■ BRIEF
Among the entries below, find every line that contains the string "project", then copy it.

[[ RECORDS FOR THE TASK open ]]

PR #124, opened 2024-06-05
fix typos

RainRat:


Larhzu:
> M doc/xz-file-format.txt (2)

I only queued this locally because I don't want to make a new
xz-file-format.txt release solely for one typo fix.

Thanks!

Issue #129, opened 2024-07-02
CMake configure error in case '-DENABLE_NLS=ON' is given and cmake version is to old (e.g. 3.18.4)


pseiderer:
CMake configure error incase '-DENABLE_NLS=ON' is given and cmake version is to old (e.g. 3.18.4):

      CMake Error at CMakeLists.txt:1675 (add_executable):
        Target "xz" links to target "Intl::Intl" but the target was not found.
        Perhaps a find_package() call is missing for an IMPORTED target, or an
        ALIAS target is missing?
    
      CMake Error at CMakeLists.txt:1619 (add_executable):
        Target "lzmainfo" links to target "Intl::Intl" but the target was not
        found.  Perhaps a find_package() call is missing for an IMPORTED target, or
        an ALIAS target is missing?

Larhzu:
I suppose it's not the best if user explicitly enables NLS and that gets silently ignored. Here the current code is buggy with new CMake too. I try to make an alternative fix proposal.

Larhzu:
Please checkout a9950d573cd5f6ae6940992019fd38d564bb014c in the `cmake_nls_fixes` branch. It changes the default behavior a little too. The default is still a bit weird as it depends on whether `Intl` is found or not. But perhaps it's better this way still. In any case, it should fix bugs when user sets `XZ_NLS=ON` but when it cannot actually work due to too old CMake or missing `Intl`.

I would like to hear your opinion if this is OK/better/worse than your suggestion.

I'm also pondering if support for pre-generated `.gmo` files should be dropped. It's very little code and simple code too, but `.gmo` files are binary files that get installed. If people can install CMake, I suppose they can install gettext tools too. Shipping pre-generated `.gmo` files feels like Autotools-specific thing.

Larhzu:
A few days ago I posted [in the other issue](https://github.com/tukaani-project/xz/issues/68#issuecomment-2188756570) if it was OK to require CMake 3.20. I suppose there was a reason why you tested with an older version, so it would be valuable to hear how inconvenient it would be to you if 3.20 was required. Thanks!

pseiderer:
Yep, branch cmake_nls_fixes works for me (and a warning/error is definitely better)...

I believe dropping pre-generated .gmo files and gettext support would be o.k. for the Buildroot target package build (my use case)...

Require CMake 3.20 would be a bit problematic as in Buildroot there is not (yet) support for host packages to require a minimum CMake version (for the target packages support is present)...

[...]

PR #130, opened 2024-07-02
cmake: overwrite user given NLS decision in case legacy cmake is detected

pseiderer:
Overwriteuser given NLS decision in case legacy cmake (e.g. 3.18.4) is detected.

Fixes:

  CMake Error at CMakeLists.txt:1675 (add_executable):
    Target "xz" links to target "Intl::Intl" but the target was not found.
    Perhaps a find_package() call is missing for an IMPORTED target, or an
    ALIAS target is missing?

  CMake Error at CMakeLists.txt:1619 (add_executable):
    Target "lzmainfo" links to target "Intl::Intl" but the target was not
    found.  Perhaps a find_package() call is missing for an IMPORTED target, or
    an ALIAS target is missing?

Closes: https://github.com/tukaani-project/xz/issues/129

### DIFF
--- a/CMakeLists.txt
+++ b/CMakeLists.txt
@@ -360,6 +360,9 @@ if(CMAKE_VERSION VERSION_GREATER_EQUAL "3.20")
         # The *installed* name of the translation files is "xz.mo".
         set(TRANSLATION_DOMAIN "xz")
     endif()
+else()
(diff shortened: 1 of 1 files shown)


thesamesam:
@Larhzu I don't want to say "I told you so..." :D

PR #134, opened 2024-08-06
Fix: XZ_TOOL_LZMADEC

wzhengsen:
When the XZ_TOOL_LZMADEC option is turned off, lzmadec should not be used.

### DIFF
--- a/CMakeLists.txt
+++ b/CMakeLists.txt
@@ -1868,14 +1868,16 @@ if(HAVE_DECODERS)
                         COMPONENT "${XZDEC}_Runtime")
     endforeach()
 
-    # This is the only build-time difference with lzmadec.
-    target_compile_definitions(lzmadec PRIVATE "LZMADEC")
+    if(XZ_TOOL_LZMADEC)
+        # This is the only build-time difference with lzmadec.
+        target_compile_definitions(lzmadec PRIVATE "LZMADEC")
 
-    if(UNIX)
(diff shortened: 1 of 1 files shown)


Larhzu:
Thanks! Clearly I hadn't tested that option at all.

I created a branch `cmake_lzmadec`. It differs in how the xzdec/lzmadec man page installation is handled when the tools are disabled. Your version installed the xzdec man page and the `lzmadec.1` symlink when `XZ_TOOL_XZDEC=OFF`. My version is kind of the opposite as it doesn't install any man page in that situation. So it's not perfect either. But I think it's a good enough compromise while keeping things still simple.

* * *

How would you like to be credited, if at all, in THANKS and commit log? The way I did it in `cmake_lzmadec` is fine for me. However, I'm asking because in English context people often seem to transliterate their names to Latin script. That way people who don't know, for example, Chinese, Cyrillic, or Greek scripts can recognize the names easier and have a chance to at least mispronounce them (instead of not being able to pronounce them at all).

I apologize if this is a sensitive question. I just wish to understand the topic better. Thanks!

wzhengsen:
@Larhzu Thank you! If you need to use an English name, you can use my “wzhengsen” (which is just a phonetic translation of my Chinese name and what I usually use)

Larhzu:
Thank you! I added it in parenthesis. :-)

[[ RECORDS FOR THE TASK closed ]]

■ TASK OUTPUT
A few days ago I posted [in the other issue](https://github.com/tukaani-project/xz/issues/68#issuecomment-2188756570) if it was OK to require CMake 3.20. I suppose there was a reason why you tested with an older version, so it would be valuable to hear how inconvenient it would be to you if 3.20 was required. Thanks!
Closes: https://github.com/tukaani-project/xz/issues/129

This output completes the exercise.